L'harem, nella sua concezione nomade, nella forma utilizzata per le stagioni migliori, si proponeva essere costituito da un vasto accampamento di bianche tende, vere e proprie abitazioni di stoffa su base volutamente tondeggiante nel rispetto del locale stile architettonico, all'interno delle quali la vita quotidiana trascorreva in placida tranquillità, secondo ritmi costanti, inalterati e, probabilmente, inalterabili. Tutti si ponevano, entro il confine sorvegliato dalle guardie eunuchi, perfettamente a conoscenza dei propri doveri, delle proprie liste di incarichi, di responsabilità da portare a compimento ogni giorno, ogni settimana, ogni mese per il mantenimento dello stile di vita alle quali le giovani fanciulle erano state lì condannate: una gabbia la loro, certamente, ma comunque una gabbia dorata dove, pur educate ed addestrate per l'unico scopo di divenire serve del proprio sposo, esse potevano godere di una serie di privilegi propri per diritto di nascita, di un lusso non concesso alla prole di comuni artigiani, allevatori, contadini.

« Sei in ritardo, M'Aydah… » la rimproverò nuovamente una voce ora femminile.
« Lo so: un imprevisto, purtroppo, mi ha fatto perdere tempo prezioso. » rispose la diretta interpellata, scuotendo appena il capo nel rispondere.

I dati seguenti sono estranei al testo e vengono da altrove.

PR #365, opened 2021-11-24
Port `all?` command

arthur-targaryen:
### Main changes

- Port the `all?` command from nushell

### Other changes

- Implement `From<bool>` for `Value, see 03667f3f.
- Add `PipelineData::into_iterruptible_iter` method, see 498079c9.
- Change `IntoPipelineData` and `IntoInterruptiblePipelineData` bounds to respectively accept `Into<Value>` and `IntoIterator`, see a1fd7077.

```rust
impl<V> IntoPipelineData for V
where
   V: Into<Value>,
{
    // --snip--
}

impl<I> IntoInterruptiblePipelineData for I
where
    I: IntoIterator + Send + 'static,
    I::IntoIter: Send + 'static,
    <I::IntoIter as Iterator>::Item: Into<Value>,
{
    // --snip--
}
```

### DIFF
--- a/crates/nu-command/src/default_context.rs
+++ b/crates/nu-command/src/default_context.rs
@@ -20,6 +20,7 @@ pub fn create_default_context() -> EngineState {
         // TODO: sort default context items categorically
         bind_command!(
             Alias,
+            All,
             Append,
             Benchmark,
             BuildString,
--- a/crates/nu-command/src/filters/all.rs
+++ b/crates/nu-command/src/filters/all.rs
@@ -1,8 +1,9 @@
 use nu_engine::eval_expression;
-use nu_protocol::ast::{Call, Expr, Expression};
-use nu_protocol::engine::{Command, EngineState, Stack};
-use nu_protocol::IntoPipelineData;
-use nu_protocol::{Category, Example, PipelineData, ShellError, Signature, SyntaxShape};
+use nu_protocol::{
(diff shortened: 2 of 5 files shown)


jntrnr:
The way I was thinking of the helpers was that they could map from a single value to a single value, or an iterator of values to an iterator of values.

For things like `any?` you can probably skip the helpers and just call `.into_iter()` on the `PipelineData` as it comes in.

```
input.into_iter().any(|x| ...)
```

You probably don't need to add any special case helpers for it.

arthur-targaryen:
> The way I was thinking of the helpers was that they could map from a single value to a single value, or an iterator of values to an iterator of values.
> 
> For things like `any?` you can probably skip the helpers and just call `.into_iter()` on the `PipelineData` as it comes in.
>
> You probably don't need to add any special case helpers for it.

All right I understand, it makes sense. I'll change this.

jntrnr:
@arthur-targaryen - taking a look to see if we can update `RowCondition` to also be a block

jntrnr:
@arthur-targaryen - I updated `RowCondition` - https://github.com/nushell/engine-q/pull/368

arthur-targaryen:
> I updated `RowCondition` - https://github.com/nushell/engine-q/pull/368

Nice, thanks I'll merge `main` into my branch and use it!

jntrnr:
looks good

PR #67, opened 2019-01-09
fix: --appFolder should only install specific app on Android.

### LINKED ISSUE #32: --appFolder on Android not really working as expected
Let's say you have more than 1 app in your android directory. When you do:

```bash
react-native run-android --appFolder someAppFolder
```

It is installing all apps. This is because under the hood the cli is running `./gradlew installDebug`. (or whatever variant). Instead it should be:

```bash
./gradlew :someAppFolder:installDebug
```

ferrannp:
Fixes #32.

Fath'Ma era una delle altre serve dell'harem, sua pari, con la quale maggiormente Midda, o M'Aydah come lì si faceva chiamare nell'aver reso più y'shalfico il proprio nome, aveva avuto maggiore occasione di legare: al di là delle proprie umili origini, al di fuori della propria educazione e del proprio ruolo, ella si era rivelata, fin dai primi giorni, quale una piacevole compagnia, capace di spingersi, a differenza di molte altre, anche oltre i canoni di pensiero e comportamento imposti dagli integralisti religiosi e, per questo, degna di rispetto anche allo sguardo della Figlia di Marr'Mahew.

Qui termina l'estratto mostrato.